**Work instructions**
Your answer should contain each record from the listing, repeated exactly.

**Raw data**
PR #549, opened 2023-10-27
Feature: ResourceIo system

### LINKED ISSUE #488: FEATURE PROPOSAL: Pluggable VFS for loading assets
We need a pluggable virtual file system for assets. With that, we can implement any of the archive formats for loading assets.

jacobtread:
## Description

> Sorry in advance for the large commit

> **Warning**
> This is a breaking change, any custom resource loaders will need to be extended as I modified the arguments for load. Things that read files such as DataSource require an additional argument for the resource_io to use (I've updated the examples, tests, and editor to just use FsResourceIo)

This is basically a virtual file system implementation

I have swapped out a majority of the resource handling code (I think there's still some code that's using WalkDir however thats in the editor code only so I don't think its nessicary to port it) with an interface that I have added to the ResourceManager named ResourceIo, this is a similar abstraction to what the Bevy engine uses and abstracts the file reading and exist checking operations away from the std::fs types.

The interface provides `load_file` which reads the entire bytes of the file, `file_reader` which opens the file for streamed reading (The fallback for android and wasm just uses a cursor wrapped around the bytes from `load_file`) and `exists` which returns whether the path exists or not, `walk_directory` which provides directory walking (Uses walkdir but is no-op for android and wasm as im not sure if that can be done easily on those platforms) , `is_file` which checks if the provided path is a file, and `is_dir` which checks if the provided path is a directory (Defaulting this to false on wasm as I don't know if that can be checked reliably) `read_directory` which provides a list of paths within a directory (currently no-op for android and wasm but an android impl is likely possible just will require some extra work)

I have created a default implementation called FsResourceIo which is just an abstraction over your existing io functions from fyrox_core::io along with some new ones that I've added
image

I went through and replaced most of the existing usages of the functions from fyrox_core::io with usages of the abstraction

## Reason

This abstraction allows resources to be loaded from custom and packed file formats rather than having resources only and always loaded from file system paths. My use case for this is the game uses a custom packed file format to store all of its assets so I can use this feature to seek and read within the packed file format without having to extract it. It also enables the usage of zip files for storing assets if someone wants to make a ResourceIo for that purpose.

Below is my example for the custom packed asset format ResourceIo:
image

Then swapping the default resource_io:
image

## Changes
- Added ResourceIo trait for providing IO operations for resource loading
  - With default implementation of FsResourceIo
- Added resource_io to the resource manager state
- Added helper function on resource manager for getting an Arc to the current resource_io
- Added setter to the resource manager state for setting the current resource_io
- Modified ResourceLoader load function to add the resource_io as an argument
- Replaced the previous usages of fyrox_core::io with usages of the resource_io abstraction
- Added FileReader trait to be used as a reader abstraction for readers provided by the ResourceIo 
- Swapped compile time wasm checking in DataSource with Boxed dynamic usage of FileReader provided by ResourceIO (already has the wasm handling built in as the default impl)
- Added additional IO functions to fyrox_core::io 

## Related issues
- Closes #488 
  - This change allows implementing and loading from archive file formats

## Not implemented

I have not implemented the system fully into the editor, the editor just uses FsResourceIo for all the operations that require it as it will likely require some extra ui and such for including other formats into the editor (Not sure how youd go about that)

### Previous

```rust
#[derive(Eq, PartialEq, Debug)]
struct MyResourceLoader;

impl ResourceLoader for MyResourceLoader {
    fn extensions(&self) -> &[&str] {
        &[]
    }

    fn data_type_uuid(&self) -> Uuid {
        Default::default()
    }

    fn load(
        &self,
        resource: UntypedResource,
        event_broadcaster: ResourceEventBroadcaster,
        reload: bool,
    ) -> BoxedLoaderFuture {
        Box::pin(async move {
            let bytes = fyrox_core::io::load_file(resource.path().as_ref()).await.unwrap();
            // ... do something with bytes
            Ok(())
        });
    }
}
```

### New

```rust
#[derive(Eq, PartialEq, Debug)]
struct MyResourceLoader;

impl ResourceLoader for MyResourceLoader {
    fn extensions(&self) -> &[&str] {
        &[]
    }

    fn data_type_uuid(&self) -> Uuid {
        Default::default()
    }

    fn load(
        &self,
        resource: UntypedResource,
        event_broadcaster: ResourceEventBroadcaster,
        reload: bool,
        io: Arc<dyn ResourceIo>,
    ) -> BoxedLoaderFuture {
        Box::pin(async move {
            let bytes = io.load_file(resource.path().as_ref()).await.unwrap();
            // ... do something with bytes
            Ok(())
        });
    }
}
```

### DIFF
--- a/editor/src/asset/inspector/handlers/model.rs
+++ b/editor/src/asset/inspector/handlers/model.rs
@@ -1,6 +1,7 @@
 use crate::asset::inspector::handlers::ImportOptionsHandler;
 use fyrox::{
     asset::{
+        io::FsResourceIo,
         manager::ResourceManager,
         options::{try_get_import_settings, ImportOptions},
     },
@@ -19,7 +20,8 @@ impl ModelImportOptionsHandler {
     pub fn new(resource_path: &Path) -> Self {
         Self {
             resource_path: resource_path.to_owned(),
-            options: block_on(try_get_import_settings(resource_path)).unwrap_or_default(),
+            options: block_on(try_get_import_settings(resource_path, &FsResourceIo))
+                .unwrap_or_default(),
         }
     }
 }
@@ -33,7 +35,8 @@ impl ImportOptionsHandler for ModelImportOptionsHandler {
     }
 
     fn revert(&mut self) {
-        self.options = block_on(try_get_import_settings(&self.resource_path)).unwrap_or_default();
+        self.options = block_on(try_get_import_settings(&self.resource_path, &FsResourceIo))
+            .unwrap_or_default();
     }
 
     fn value(&self) -> &dyn Reflect {
--- a/editor/src/asset/inspector/handlers/sound.rs
+++ b/editor/src/asset/inspector/handlers/sound.rs
@@ -1,6 +1,7 @@
 use crate::asset::inspector::handlers::ImportOptionsHandler;
 use fyrox::{
     asset::{
+        io::FsResourceIo,
         manager::ResourceManager,
         options::{try_get_import_settings, ImportOptions},
     },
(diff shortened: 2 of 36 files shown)


mrDIMAS:
Very nice PR, thank you! The editor could live without VFS for now, so no problems with that. It could be changed later if needed.

Barugon:
Nice!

**Answer to this problem**
PR #549, opened 2023-10-27
Feature: ResourceIo system

### LINKED ISSUE #488: FEATURE PROPOSAL: Pluggable VFS for loading assets
We need a pluggable virtual file system for assets. With that, we can implement any of the archive formats for loading assets.

jacobtread:
## Description

> Sorry in advance for the large commit

> **Warning**
> This is a breaking change, any custom resource loaders will need to be extended as I modified the arguments for load. Things that read files such as DataSource require an additional argument for the resource_io to use (I've updated the examples, tests, and editor to just use FsResourceIo)

This is basically a virtual file system implementation

I have swapped out a majority of the resource handling code (I think there's still some code that's using WalkDir however thats in the editor code only so I don't think its nessicary to port it) with an interface that I have added to the ResourceManager named ResourceIo, this is a similar abstraction to what the Bevy engine uses and abstracts the file reading and exist checking operations away from the std::fs types.

The interface provides `load_file` which reads the entire bytes of the file, `file_reader` which opens the file for streamed reading (The fallback for android and wasm just uses a cursor wrapped around the bytes from `load_file`) and `exists` which returns whether the path exists or not, `walk_directory` which provides directory walking (Uses walkdir but is no-op for android and wasm as im not sure if that can be done easily on those platforms) , `is_file` which checks if the provided path is a file, and `is_dir` which checks if the provided path is a directory (Defaulting this to false on wasm as I don't know if that can be checked reliably) `read_directory` which provides a list of paths within a directory (currently no-op for android and wasm but an android impl is likely possible just will require some extra work)

I have created a default implementation called FsResourceIo which is just an abstraction over your existing io functions from fyrox_core::io along with some new ones that I've added
image

I went through and replaced most of the existing usages of the functions from fyrox_core::io with usages of the abstraction

## Reason

This abstraction allows resources to be loaded from custom and packed file formats rather than having resources only and always loaded from file system paths. My use case for this is the game uses a custom packed file format to store all of its assets so I can use this feature to seek and read within the packed file format without having to extract it. It also enables the usage of zip files for storing assets if someone wants to make a ResourceIo for that purpose.

Below is my example for the custom packed asset format ResourceIo:
image

Then swapping the default resource_io:
image

## Changes
- Added ResourceIo trait for providing IO operations for resource loading
  - With default implementation of FsResourceIo
- Added resource_io to the resource manager state
- Added helper function on resource manager for getting an Arc to the current resource_io
- Added setter to the resource manager state for setting the current resource_io
- Modified ResourceLoader load function to add the resource_io as an argument
- Replaced the previous usages of fyrox_core::io with usages of the resource_io abstraction
- Added FileReader trait to be used as a reader abstraction for readers provided by the ResourceIo 
- Swapped compile time wasm checking in DataSource with Boxed dynamic usage of FileReader provided by ResourceIO (already has the wasm handling built in as the default impl)
- Added additional IO functions to fyrox_core::io 

## Related issues
- Closes #488 
  - This change allows implementing and loading from archive file formats

## Not implemented

I have not implemented the system fully into the editor, the editor just uses FsResourceIo for all the operations that require it as it will likely require some extra ui and such for including other formats into the editor (Not sure how youd go about that)

### Previous

```rust
#[derive(Eq, PartialEq, Debug)]
struct MyResourceLoader;

impl ResourceLoader for MyResourceLoader {
    fn extensions(&self) -> &[&str] {
        &[]
    }

    fn data_type_uuid(&self) -> Uuid {
        Default::default()
    }

    fn load(
        &self,
        resource: UntypedResource,
        event_broadcaster: ResourceEventBroadcaster,
        reload: bool,
    ) -> BoxedLoaderFuture {
        Box::pin(async move {
            let bytes = fyrox_core::io::load_file(resource.path().as_ref()).await.unwrap();
            // ... do something with bytes
            Ok(())
        });
    }
}
```

### New

```rust
#[derive(Eq, PartialEq, Debug)]
struct MyResourceLoader;

impl ResourceLoader for MyResourceLoader {
    fn extensions(&self) -> &[&str] {
        &[]
    }

    fn data_type_uuid(&self) -> Uuid {
        Default::default()
    }

    fn load(
        &self,
        resource: UntypedResource,
        event_broadcaster: ResourceEventBroadcaster,
        reload: bool,
        io: Arc<dyn ResourceIo>,
    ) -> BoxedLoaderFuture {
        Box::pin(async move {
            let bytes = io.load_file(resource.path().as_ref()).await.unwrap();
            // ... do something with bytes
            Ok(())
        });
    }
}
```

### DIFF
--- a/editor/src/asset/inspector/handlers/model.rs
+++ b/editor/src/asset/inspector/handlers/model.rs
@@ -1,6 +1,7 @@
 use crate::asset::inspector::handlers::ImportOptionsHandler;
 use fyrox::{
     asset::{
+        io::FsResourceIo,
         manager::ResourceManager,
         options::{try_get_import_settings, ImportOptions},
     },
@@ -19,7 +20,8 @@ impl ModelImportOptionsHandler {
     pub fn new(resource_path: &Path) -> Self {
         Self {
             resource_path: resource_path.to_owned(),
-            options: block_on(try_get_import_settings(resource_path)).unwrap_or_default(),
+            options: block_on(try_get_import_settings(resource_path, &FsResourceIo))
+                .unwrap_or_default(),
         }
     }
 }
@@ -33,7 +35,8 @@ impl ImportOptionsHandler for ModelImportOptionsHandler {
     }
 
     fn revert(&mut self) {
-        self.options = block_on(try_get_import_settings(&self.resource_path)).unwrap_or_default();
+        self.options = block_on(try_get_import_settings(&self.resource_path, &FsResourceIo))
+            .unwrap_or_default();
     }
 
     fn value(&self) -> &dyn Reflect {
--- a/editor/src/asset/inspector/handlers/sound.rs
+++ b/editor/src/asset/inspector/handlers/sound.rs
@@ -1,6 +1,7 @@
 use crate::asset::inspector::handlers::ImportOptionsHandler;
 use fyrox::{
     asset::{
+        io::FsResourceIo,
         manager::ResourceManager,
         options::{try_get_import_settings, ImportOptions},
     },
(diff shortened: 2 of 36 files shown)


mrDIMAS:
Very nice PR, thank you! The editor could live without VFS for now, so no problems with that. It could be changed later if needed.

Barugon:
Nice!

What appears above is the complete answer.